The current guidelines highlight that for a correct AI diagnosis, it is essential to understand the pre-test probability of disease and the test limitations and to apply proper clinical assessment and follow-up. Nevertheless, clinicians also need reliable biochemical data. The introduction into the clinical practice of more modern methods for cortisol measurement, such as R2 that has been calibrated on GC-MS/MS, makes the interpretation of cortisol stimulatory tests even more difficult in the absence of new cut-offs. Indeed, it is well known that LC-MS/MS and GC-MS/MS, the gold standard procedures for steroid measurement due to their lower cross-reactivity with other steroids, provide lower cortisol concentrations than older assays [14, 15, 18]. As a consequence, the cortisol cut-off to diagnose AI needs to be redefined.

The main limitations of our study are the lack of a control group for both SDCT and LDCT, the low number of included patients, and the use of two different tests for the diagnosis of AI (SDCT and LDCT), which could have introduced a bias.

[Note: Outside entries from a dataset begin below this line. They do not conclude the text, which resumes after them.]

PR #1510, opened 2019-05-02
Implemented autocomplete functionality in open bot dialog

tonyanziano:
One of #1443 

===

Don't worry, I'll squash all of the commits.

image

image

image

@mewa1024 I just used the styling from the Split Button drop down specs

### DIFF
--- a/packages/app/main/src/settingsData/reducers/savedBotUrlsReducer.ts
+++ b/packages/app/main/src/settingsData/reducers/savedBotUrlsReducer.ts
@@ -31,15 +31,21 @@
 // WITH THE SOFTWARE OR THE USE OR OTHER DEALINGS IN THE SOFTWARE.
 //
 
-export * from './autoComplete/autoComplete';
-export * from './largeHeader/largeHeader';
-export * from './mediumHeader/mediumHeader';
-export * from './smallHeader/smallHeader';
-export * from './dialog';
-export * from './button/primaryButton';
-export * from './button/defaultButton';
-export * from './textField/textField';
-export * from './checkbox/checkbox';
-export * from './insetShadow/insetShadow';
-export * from './spinner/spinner';
-export * from './splitButton';
+import { ADD_SAVED_BOT_URL, SavedBotUrlsAction, SavedBotUrlsActionPayload } from '../actions/savedBotUrlsActions';
+
+export function savedBotUrlsReducer(
+  state: string[] = [],
+  action: SavedBotUrlsAction<SavedBotUrlsActionPayload>
+): string[] {
+  switch (action.type) {
+    case ADD_SAVED_BOT_URL:
+      if (!state.some(botUrl => botUrl === action.payload)) {
+        state.push(action.payload);
+      }
+      break;
+
+    default:
+      break;
+  }
+  return state;
+}
--- a/packages/sdk/ui-react/src/widget/autoComplete/autoComplete.tsx
+++ b/packages/sdk/ui-react/src/widget/autoComplete/autoComplete.tsx
@@ -1,0 +1,318 @@
+//
+// Copyright (c) Microsoft. All rights reserved.
+// Licensed under the MIT license.
+//
+// Microsoft Bot Framework: http://botframework.com
+//
+// Bot Framework Emulator Github:
+// https://github.com/Microsoft/BotFramwork-Emulator
+//
+// Copyright (c) Microsoft Corporation
+// All rights reserved.
+//
+// MIT License:
+// Permission is hereby granted, free of charge, to any person obtaining
+// a copy of this software and associated documentation files (the
+// "Software"), to deal in the Software without restriction, including
+// without limitation the rights to use, copy, modify, merge, publish,
+// distribute, sublicense, and/or sell copies of the Software, and to
+// permit persons to whom the Software is furnished to do so, subject to
+// the following conditions:
+//
+// The above copyright notice and this permission notice shall be
+// included in all copies or substantial portions of the Software.
+//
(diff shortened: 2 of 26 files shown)


packages/sdk/ui-react/src/widget/autoComplete/autoComplete.tsx
```diff
@@ -0,0 +1,314 @@
...
+
+  // THE SOFTWARE IS PROVIDED "AS IS", WITHOUT WARRANTY OF ANY KIND, EXPRESS OR
+  // IMPLIED, INCLUDING BUT NOT LIMITED TO THE WARRANTIES OF MERCHANTABILITY, FITNESS
+  // FOR A PARTICULAR PURPOSE AND NONINFRINGEMENT. IN NO EVENT SHALL THE AUTHORS OR
+  // COPYRIGHT HOLDERS BE LIABLE FOR ANY CLAIM, DAMAGES OR OTHER LIABILITY, WHETHER
+  // IN AN ACTION OF CONTRACT, TORT OR OTHERWISE, ARISING FROM, OUT OF OR IN
+  // CONNECTION WITH THE SOFTWARE OR THE USE OR OTHER DEALINGS IN THE SOFTWARE.
+
+  // from https://github.com/bevacqua/fuzzysearch
+  private fuzzysearch(needle: string, haystack: string) {
```
tonyanziano: Don't know if the above copyright and link to source will be compliant, but we can discuss it.

packages/app/main/src/settingsData/reducers/savedBotUrlsReducer.ts
```diff
@@ -0,0 +1,51 @@
...
+//
+
+import { ADD_SAVED_BOT_URL, SavedBotUrlsAction, SavedBotUrlsActionPayload } from '../actions/savedBotUrlsActions';
+
+export function savedBotUrlsReducer(
+  state: string[] = [],
+  action: SavedBotUrlsAction<SavedBotUrlsActionPayload>
+): string[] {
+  switch (action.type) {
+    case ADD_SAVED_BOT_URL:
```
justinwilaby: Single case switch statement could be just an if statement. It doesn't seem likely this will grow beyond a single action.

packages/sdk/ui-react/src/widget/autoComplete/autoComplete.tsx
```diff
@@ -0,0 +1,318 @@
...
+  private get listboxId(): string {
+    return `auto-complete-listbox-${this.state.id}`;
+  }
+
+  private get textboxId(): string {
+    // textbox id is only necessary if we have a label
+    return this.props.label ? `auto-complete-textbox-${this.state.id}` : undefined;
+  }
+
+  private get filteredItems(): string[] {
```
justinwilaby: I would expect the matches to have some sort of emphasis on the searched value. This can be achieved through using a `<strong>` tag for the matched string:

```js
...
return filteredItems.map(item => item.replace(new RegExp(this.value, 'gi'), `<strong>${this.value}</strong>`);
```
Then use `dangerouslySetInnerHtml` on the `<li>` tag

tonyanziano: That would be a nice visual improvement but it might not work so well with this search algorithm because it just checks for the succession of characters in string and returns true if it exists.

For example:

**ir** would match on **i**nte**r**national because there is an i in the string, followed by an r. So the meaningful way to emphasize that would probably be to bold everything between the first "i" and the last "r" so you would be left with **inter**national.

The method you suggested would provide some strange results in some words:

`er` matches on `Herbert` so the end result would be H**er**b**er**t

`o` matches on `localhost:3948/api/orders` so the end result would be l**o**calh**o**st:3948/api/**o**rders with 3 bolded `o`'s

In my opinion, bolding every character between the first and last matched characters would be the way to go, but that seems like a QoL improvement that could be added in a later PR and not critical to this first implementation.

packages/app/main/src/settingsData/reducers/savedBotUrlsReducer.ts
tonyanziano: I considered the possibility of us adding a way to wipe the list of URLs  -- or a particular URL -- in the future if it gets too large.

packages/sdk/ui-react/src/widget/autoComplete/autoComplete.tsx
tonyanziano: Opened an issue to track this work: #1518

justinwilaby: I see. I did't look closely at the fuzzy search function to see this is what it's doing. Maybe an alternative would be to implement the emphasis for sub strings that are exact sequential matches and then sort them so they are first in the list. 

Thoughts?

Also, although very long lists are unlikely, have we considered the performance implications of the loop nesting in the search algo for long lists? How would a user remove items that may have gotten in there from a typo or that are no longer needed?

tonyanziano: That strategy for highlighting sounds good to me!

As for the performance with long lists, there are two trivial solutions I can think of:
 - put a limit on the number of saved items we feed into the component (easy to manage in the context of saved bot endpoints, but would have to be managed for each autocomplete placed throughout the app)
 - swap out the current search algorithm for a more performant one (very easy fix)

The list of searchable items is provided by the parent of the widget, so any item removal / clear functionality would have to be implemented by the parent. It would be very straight forward in this case and we would just need to add a new action handler to the `savedBotUrls` reducer.

tonyanziano: Opened an issue to track work for list item removal / clearing UI: #1525

PR #1541, opened 2019-05-08
Add PublishToCoveralls.ps1

BruceHaley:
For publishing the coveralls report to the coveralls site. This to be run in a release pipeline like Upload-Coveralls-Results-from-DotNet-CI https://fuselabs.visualstudio.com/SDK_v4/_releaseDefinition?definitionId=20&_a=environments-editor-preview

### DIFF
--- a/scripts/PublishToCoveralls.ps1
+++ b/scripts/PublishToCoveralls.ps1
@@ -1,0 +1,55 @@
+#
+# Installs and runs Coveralls.exe to upload coverage files to https://coveralls.io/.
+# Arguments example: -coverallsToken $(Coveralls.Token) -pathToCoverageFiles $(Build.SourcesDirectory)\CodeCoverage
+#
+Param(
+    [string]$coverallsToken,
+    [string]$pathToCoverageFiles
+)
+
+Write-Host Install tools
+$basePath = (get-item $pathToCoverageFiles ).parent.FullName
+$coverageAnalyzer = "C:\Program Files (x86)\Microsoft Visual Studio\2017\Enterprise\Team Tools\Dynamic Code Coverage Tools\CodeCoverage.exe"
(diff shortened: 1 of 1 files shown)


justinwilaby:
@BruceHaley - 

I'm not sure why this is required. The first build process was one I created and was able to upload coverage data to coveralls using these [env variables](https://github.com/microsoft/BotFramework-Emulator/blob/master/env.js) and the [coveralls package](https://www.npmjs.com/package/coveralls)

The test script then became `jest --coverage --coverageReporters=text-lcov | node -r env.js node_modules/coveralls/bin/coveralls`

Does this not work anymore?

BruceHaley:
@justinwilaby , the object here is to publish Coveralls results from a release pipeline. Publishing from a CI build where the source repo is visible to the public and the CI build can be triggered by an external PR would allow a test to be submitted that exposes the Coveralls token, set as an environment variable. See this discussion for more: https://github.com/lemurheavy/coveralls-public/issues/1272#issuecomment-482732330

justinwilaby:
That makes sense...carry on... :)

tonyanziano:
Just curious, is there any reason why this can't just be a PowerShell task inside of VSO as part of the release? Or is the release flow different from a normal pipeline?

Just wondering if we need to actually add a script file to the source just to be used by the build machine.

BruceHaley:
@tonyanziano , I think you are asking "why not put the powershell script inline instead of having the Powershell task get it from a file"? When the script is simple and fewer than about 20 lines, I generally put it inline. When it is longer, I generally execute it from a .ps1 file. Many of our builds run scripts stored in a source repo. The folder is often named "build". (A copy of this script is already stored in the SDK_v4 repo at https://github.com/microsoft/botbuilder-dotnet/tree/master/build .)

Notwithstanding these limitations, the present data may be useful in clinical practice, since they confirm that a much lower cortisol cut-off after ACTH stimulation needs to be adopted when cortisol is measured by R2.

In conclusion, cortisol concentrations measured by the R2 method are similar to those measured by LC-MS/MS, and their use results in lower cortisol concentrations compared with R1. This could lead to AI misdiagnosis if the current cut-off of 500 nmol/L (18 μg/dL) is used. New clinically derived thresholds are not yet available, and this has to be taken into account when interpreting stimulated cortisol peak concentrations in clinical practice.